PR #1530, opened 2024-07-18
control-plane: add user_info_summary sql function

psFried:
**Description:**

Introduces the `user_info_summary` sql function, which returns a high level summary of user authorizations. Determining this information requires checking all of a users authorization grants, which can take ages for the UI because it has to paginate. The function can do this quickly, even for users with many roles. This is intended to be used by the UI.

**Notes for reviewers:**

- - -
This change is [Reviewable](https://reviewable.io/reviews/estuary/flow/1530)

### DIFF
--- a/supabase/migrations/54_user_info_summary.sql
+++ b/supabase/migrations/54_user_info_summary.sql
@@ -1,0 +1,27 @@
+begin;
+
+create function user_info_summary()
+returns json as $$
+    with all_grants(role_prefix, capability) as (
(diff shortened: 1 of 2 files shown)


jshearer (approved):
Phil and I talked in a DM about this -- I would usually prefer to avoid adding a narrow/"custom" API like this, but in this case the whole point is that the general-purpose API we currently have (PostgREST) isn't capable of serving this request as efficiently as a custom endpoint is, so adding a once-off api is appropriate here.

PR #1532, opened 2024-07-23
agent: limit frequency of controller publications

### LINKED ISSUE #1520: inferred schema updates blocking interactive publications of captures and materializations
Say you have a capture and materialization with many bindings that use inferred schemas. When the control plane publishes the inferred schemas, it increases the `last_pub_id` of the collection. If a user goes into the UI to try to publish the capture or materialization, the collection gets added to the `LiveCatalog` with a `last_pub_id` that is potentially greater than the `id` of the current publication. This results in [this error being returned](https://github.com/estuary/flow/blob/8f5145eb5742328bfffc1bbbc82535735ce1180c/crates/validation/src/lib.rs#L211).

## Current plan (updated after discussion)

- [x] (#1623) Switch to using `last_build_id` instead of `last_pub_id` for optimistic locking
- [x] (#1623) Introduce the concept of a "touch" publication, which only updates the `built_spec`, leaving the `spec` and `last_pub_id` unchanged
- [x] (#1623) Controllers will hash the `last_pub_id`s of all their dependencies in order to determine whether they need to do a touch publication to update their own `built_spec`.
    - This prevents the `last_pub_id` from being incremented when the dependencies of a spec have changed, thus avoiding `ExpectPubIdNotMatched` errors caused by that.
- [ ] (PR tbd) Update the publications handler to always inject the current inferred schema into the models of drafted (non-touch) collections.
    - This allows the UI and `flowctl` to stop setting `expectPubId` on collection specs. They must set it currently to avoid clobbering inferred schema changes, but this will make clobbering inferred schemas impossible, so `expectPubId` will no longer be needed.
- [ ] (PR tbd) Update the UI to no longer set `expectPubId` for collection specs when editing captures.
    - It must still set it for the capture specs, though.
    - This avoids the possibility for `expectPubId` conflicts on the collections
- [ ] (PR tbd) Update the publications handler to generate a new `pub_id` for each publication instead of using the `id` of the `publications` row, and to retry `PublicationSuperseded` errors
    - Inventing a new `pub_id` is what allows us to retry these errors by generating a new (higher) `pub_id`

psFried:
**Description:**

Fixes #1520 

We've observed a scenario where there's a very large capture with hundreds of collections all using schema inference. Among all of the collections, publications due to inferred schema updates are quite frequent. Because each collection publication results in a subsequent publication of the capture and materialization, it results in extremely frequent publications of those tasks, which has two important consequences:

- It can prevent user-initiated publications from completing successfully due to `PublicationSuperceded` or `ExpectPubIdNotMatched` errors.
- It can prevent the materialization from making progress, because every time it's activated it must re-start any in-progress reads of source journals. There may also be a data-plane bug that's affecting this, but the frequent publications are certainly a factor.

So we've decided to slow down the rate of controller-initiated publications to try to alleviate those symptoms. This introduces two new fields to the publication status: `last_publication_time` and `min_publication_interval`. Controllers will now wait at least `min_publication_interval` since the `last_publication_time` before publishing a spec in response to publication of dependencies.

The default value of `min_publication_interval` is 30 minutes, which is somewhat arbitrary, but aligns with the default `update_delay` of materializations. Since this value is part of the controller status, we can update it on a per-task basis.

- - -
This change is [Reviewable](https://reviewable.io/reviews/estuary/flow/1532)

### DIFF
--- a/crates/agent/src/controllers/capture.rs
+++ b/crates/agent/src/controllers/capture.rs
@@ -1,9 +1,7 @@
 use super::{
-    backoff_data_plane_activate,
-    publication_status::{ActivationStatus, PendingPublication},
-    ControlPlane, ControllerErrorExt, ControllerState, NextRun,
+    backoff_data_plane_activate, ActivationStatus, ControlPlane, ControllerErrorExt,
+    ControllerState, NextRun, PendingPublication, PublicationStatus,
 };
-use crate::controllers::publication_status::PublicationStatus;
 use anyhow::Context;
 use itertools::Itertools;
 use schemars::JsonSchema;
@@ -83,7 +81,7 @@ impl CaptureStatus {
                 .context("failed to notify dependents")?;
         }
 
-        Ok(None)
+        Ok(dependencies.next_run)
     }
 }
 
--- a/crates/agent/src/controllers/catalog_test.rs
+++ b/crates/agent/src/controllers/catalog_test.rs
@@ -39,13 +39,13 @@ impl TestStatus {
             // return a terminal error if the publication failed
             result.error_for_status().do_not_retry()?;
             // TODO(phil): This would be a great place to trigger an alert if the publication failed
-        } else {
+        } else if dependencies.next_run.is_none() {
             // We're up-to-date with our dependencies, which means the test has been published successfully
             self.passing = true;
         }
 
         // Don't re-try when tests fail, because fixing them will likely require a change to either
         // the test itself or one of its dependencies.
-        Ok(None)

*-*-*

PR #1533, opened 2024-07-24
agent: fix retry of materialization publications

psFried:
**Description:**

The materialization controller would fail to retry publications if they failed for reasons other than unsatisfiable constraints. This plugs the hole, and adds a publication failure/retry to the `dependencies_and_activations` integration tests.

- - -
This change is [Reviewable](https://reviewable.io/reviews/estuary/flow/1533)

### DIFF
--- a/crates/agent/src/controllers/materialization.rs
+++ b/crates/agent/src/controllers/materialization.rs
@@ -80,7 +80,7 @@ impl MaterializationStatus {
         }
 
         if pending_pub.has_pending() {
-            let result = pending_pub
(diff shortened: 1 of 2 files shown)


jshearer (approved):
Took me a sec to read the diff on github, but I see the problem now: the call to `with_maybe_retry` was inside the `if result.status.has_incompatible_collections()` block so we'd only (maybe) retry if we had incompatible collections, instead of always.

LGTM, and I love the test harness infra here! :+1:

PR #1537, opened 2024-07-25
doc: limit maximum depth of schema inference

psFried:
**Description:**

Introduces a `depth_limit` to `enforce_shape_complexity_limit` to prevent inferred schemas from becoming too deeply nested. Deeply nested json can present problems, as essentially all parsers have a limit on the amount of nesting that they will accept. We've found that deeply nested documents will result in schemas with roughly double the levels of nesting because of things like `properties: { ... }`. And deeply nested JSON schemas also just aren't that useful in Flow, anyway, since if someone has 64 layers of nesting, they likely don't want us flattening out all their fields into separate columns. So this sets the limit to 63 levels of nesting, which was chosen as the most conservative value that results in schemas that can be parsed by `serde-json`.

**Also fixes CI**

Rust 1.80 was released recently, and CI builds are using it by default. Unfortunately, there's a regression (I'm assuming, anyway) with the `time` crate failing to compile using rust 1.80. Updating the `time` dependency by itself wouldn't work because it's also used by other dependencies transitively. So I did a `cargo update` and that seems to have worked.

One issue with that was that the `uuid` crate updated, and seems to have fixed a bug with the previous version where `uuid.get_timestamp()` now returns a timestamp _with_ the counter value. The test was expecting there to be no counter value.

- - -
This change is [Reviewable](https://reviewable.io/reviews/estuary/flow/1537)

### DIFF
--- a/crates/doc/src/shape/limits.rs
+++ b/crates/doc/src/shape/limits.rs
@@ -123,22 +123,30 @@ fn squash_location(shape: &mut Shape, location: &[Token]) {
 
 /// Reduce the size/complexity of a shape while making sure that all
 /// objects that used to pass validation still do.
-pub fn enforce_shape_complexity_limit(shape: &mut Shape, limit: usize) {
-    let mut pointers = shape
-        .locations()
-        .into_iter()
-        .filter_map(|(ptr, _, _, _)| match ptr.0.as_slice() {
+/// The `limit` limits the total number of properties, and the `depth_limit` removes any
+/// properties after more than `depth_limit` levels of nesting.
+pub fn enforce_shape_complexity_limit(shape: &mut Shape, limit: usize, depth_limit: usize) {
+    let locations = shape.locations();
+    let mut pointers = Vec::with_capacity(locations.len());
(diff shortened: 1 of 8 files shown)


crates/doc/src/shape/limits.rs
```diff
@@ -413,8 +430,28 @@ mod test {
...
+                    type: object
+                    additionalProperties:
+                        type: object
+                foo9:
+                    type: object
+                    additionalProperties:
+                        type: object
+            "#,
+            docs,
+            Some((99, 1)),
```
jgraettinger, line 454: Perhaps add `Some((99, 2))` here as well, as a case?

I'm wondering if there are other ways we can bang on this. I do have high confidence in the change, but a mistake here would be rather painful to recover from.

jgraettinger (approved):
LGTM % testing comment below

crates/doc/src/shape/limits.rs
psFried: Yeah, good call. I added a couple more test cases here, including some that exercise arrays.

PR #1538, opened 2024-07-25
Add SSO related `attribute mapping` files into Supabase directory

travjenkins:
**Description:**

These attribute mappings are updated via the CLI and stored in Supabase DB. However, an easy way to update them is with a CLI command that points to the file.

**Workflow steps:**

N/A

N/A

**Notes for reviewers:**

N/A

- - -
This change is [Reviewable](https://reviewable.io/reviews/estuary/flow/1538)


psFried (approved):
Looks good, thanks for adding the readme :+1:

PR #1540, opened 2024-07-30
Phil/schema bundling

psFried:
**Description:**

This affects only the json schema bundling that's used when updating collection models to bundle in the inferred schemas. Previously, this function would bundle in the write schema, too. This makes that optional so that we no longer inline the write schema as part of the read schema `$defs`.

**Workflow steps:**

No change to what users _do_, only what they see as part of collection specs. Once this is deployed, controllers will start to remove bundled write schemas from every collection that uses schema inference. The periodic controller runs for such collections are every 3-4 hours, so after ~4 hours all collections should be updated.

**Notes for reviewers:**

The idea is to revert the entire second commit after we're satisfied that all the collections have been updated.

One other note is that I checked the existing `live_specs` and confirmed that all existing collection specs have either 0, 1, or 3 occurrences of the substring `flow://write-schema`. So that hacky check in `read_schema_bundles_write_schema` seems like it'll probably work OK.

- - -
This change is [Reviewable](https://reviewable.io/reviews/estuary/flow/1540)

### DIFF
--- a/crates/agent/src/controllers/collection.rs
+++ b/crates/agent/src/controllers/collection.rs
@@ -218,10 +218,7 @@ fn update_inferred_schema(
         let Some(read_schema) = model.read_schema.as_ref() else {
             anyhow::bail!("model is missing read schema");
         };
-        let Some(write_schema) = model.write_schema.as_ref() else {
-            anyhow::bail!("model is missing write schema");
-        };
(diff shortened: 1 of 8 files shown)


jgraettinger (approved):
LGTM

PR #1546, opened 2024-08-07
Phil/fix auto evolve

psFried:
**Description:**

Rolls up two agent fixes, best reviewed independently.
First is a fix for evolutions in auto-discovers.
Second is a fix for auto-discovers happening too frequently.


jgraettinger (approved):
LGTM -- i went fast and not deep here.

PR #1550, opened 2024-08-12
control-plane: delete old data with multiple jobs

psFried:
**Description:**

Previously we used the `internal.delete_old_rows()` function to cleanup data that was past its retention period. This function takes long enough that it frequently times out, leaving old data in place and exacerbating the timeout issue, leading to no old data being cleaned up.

*-*-*

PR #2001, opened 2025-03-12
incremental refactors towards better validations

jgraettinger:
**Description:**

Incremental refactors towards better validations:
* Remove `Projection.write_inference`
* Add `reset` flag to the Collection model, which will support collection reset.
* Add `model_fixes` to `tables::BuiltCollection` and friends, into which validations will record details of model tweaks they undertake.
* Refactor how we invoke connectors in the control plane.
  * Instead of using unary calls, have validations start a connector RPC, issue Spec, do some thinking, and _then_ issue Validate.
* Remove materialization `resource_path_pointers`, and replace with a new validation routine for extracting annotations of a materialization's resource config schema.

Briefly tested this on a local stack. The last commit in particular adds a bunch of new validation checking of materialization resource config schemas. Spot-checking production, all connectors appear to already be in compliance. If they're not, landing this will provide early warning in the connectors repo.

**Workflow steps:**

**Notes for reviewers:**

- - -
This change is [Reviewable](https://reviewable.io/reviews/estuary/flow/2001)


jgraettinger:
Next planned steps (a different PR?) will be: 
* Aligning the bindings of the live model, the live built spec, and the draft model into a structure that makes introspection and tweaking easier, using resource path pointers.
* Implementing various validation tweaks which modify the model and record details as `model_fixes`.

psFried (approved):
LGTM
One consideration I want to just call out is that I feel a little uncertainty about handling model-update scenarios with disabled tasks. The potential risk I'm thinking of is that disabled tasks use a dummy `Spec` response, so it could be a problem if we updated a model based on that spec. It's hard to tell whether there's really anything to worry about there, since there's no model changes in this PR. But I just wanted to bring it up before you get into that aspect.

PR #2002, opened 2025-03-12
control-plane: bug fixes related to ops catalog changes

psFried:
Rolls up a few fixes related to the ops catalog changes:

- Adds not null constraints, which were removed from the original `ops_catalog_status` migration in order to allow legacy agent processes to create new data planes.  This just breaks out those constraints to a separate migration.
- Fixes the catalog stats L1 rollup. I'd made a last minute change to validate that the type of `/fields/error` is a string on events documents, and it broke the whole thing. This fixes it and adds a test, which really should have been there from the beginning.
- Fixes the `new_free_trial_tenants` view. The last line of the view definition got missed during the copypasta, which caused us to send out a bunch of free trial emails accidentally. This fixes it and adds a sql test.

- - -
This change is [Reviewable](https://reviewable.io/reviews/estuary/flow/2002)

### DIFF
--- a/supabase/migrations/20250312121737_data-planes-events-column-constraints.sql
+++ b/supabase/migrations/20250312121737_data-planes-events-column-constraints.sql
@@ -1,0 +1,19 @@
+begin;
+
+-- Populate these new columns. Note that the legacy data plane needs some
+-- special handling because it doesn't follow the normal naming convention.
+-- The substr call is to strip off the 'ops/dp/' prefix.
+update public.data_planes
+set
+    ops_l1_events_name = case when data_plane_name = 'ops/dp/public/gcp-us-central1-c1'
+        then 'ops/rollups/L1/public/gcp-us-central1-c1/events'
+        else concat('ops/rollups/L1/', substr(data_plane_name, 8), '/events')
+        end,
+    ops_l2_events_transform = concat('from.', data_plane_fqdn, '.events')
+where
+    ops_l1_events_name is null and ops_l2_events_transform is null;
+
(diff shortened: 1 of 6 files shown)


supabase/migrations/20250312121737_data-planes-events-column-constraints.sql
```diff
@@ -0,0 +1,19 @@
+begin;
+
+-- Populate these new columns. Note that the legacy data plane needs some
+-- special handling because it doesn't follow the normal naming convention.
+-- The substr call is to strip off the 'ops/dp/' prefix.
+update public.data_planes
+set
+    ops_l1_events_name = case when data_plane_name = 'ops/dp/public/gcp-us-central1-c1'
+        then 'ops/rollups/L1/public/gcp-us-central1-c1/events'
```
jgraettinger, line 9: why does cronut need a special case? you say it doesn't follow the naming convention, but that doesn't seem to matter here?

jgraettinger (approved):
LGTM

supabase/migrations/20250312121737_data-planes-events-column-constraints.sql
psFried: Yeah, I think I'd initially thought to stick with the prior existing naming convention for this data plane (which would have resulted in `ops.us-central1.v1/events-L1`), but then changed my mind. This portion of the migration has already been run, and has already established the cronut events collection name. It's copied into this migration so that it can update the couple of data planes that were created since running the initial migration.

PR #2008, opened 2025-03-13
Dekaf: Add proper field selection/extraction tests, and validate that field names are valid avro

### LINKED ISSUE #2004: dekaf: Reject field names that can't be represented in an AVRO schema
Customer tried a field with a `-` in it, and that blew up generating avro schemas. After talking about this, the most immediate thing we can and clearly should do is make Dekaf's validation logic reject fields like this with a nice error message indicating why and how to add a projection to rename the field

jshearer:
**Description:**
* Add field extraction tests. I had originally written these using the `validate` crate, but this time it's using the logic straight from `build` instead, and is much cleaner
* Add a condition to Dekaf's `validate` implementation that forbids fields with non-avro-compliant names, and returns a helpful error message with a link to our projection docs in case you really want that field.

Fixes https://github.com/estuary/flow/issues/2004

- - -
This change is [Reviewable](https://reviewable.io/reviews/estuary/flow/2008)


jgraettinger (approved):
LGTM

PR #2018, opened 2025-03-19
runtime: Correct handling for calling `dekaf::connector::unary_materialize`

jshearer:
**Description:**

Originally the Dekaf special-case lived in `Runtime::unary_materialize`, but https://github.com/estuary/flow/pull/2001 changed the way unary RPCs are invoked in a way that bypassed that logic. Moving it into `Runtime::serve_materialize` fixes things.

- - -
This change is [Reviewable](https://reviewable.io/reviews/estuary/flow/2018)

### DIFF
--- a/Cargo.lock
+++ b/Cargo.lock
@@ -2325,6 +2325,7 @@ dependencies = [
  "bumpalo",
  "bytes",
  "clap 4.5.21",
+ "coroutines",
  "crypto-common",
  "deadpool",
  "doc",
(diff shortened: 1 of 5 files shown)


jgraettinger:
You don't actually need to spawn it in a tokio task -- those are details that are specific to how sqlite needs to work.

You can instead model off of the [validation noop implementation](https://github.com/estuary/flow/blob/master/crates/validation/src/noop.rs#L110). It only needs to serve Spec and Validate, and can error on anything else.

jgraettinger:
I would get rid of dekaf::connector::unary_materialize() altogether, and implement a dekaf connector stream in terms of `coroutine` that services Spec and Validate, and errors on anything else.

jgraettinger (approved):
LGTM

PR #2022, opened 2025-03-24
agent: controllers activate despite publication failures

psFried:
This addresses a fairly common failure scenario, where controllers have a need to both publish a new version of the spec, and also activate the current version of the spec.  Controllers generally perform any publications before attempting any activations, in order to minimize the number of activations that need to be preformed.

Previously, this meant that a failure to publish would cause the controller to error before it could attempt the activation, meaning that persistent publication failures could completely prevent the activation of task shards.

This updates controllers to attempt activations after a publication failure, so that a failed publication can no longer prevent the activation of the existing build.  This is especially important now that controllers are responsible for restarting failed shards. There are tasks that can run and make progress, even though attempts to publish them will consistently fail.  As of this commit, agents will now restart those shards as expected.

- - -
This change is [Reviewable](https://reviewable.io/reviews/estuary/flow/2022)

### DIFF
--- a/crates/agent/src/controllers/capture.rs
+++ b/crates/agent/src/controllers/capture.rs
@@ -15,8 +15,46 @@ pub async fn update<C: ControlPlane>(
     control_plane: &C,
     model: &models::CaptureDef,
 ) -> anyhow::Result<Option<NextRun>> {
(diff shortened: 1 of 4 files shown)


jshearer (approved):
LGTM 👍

*-*-*

» **ASSIGNED TASK**:
Look through the entries above and list every line containing "blob".

» **ANSWER SECTION**:
Say you have a capture and materialization with many bindings that use inferred schemas. When the control plane publishes the inferred schemas, it increases the `last_pub_id` of the collection. If a user goes into the UI to try to publish the capture or materialization, the collection gets added to the `LiveCatalog` with a `last_pub_id` that is potentially greater than the `id` of the current publication. This results in [this error being returned](https://github.com/estuary/flow/blob/8f5145eb5742328bfffc1bbbc82535735ce1180c/crates/validation/src/lib.rs#L211).
You can instead model off of the [validation noop implementation](https://github.com/estuary/flow/blob/master/crates/validation/src/noop.rs#L110). It only needs to serve Spec and Validate, and can error on anything else.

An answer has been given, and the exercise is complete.